Action item:
Every line in the data below that includes "ModelWithDownloadInfo" belongs in the answer, copied as it stands.

Exercise material:
——————

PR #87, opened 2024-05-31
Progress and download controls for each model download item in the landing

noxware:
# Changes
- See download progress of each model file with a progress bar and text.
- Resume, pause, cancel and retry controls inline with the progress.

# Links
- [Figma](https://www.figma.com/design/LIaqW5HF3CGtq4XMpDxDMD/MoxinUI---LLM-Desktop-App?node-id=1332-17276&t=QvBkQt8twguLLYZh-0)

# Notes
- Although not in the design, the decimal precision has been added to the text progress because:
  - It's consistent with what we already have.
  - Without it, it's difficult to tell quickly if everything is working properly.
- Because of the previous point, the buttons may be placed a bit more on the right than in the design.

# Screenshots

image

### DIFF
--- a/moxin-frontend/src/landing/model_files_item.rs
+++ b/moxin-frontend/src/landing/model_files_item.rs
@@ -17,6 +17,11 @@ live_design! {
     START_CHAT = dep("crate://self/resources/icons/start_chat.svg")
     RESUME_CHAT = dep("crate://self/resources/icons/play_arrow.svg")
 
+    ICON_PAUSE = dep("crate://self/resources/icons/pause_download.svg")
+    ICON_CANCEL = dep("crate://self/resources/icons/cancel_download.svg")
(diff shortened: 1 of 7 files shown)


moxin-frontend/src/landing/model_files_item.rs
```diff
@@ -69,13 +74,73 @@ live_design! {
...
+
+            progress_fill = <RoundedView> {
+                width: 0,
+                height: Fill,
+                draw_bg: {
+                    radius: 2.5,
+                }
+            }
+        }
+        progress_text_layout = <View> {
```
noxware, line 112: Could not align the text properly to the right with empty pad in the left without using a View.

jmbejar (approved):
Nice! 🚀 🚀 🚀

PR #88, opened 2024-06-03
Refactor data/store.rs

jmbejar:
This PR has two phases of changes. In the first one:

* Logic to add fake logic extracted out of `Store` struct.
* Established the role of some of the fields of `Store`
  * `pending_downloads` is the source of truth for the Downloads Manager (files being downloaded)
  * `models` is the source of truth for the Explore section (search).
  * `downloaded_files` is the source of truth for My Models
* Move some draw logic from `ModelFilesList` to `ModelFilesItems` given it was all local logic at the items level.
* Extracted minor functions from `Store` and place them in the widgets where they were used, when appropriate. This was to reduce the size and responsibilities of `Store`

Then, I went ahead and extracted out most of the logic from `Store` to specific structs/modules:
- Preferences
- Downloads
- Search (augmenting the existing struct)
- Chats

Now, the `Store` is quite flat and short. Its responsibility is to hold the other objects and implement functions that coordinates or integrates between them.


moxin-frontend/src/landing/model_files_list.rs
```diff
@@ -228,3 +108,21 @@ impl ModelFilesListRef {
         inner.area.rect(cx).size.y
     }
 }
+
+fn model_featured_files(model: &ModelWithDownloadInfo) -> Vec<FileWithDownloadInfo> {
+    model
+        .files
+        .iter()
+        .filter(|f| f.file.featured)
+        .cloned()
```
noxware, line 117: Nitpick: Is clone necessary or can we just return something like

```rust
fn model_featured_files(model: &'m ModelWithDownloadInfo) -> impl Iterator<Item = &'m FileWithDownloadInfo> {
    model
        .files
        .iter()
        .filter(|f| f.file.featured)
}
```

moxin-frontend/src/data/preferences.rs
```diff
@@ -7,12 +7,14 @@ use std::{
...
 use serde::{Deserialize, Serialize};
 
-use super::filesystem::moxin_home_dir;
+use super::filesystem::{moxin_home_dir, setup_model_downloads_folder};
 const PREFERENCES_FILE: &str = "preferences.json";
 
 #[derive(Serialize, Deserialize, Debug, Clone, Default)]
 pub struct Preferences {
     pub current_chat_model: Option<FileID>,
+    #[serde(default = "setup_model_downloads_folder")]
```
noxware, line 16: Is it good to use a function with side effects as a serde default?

——————

Task result:
+fn model_featured_files(model: &ModelWithDownloadInfo) -> Vec<FileWithDownloadInfo> {
fn model_featured_files(model: &'m ModelWithDownloadInfo) -> impl Iterator<Item = &'m FileWithDownloadInfo> {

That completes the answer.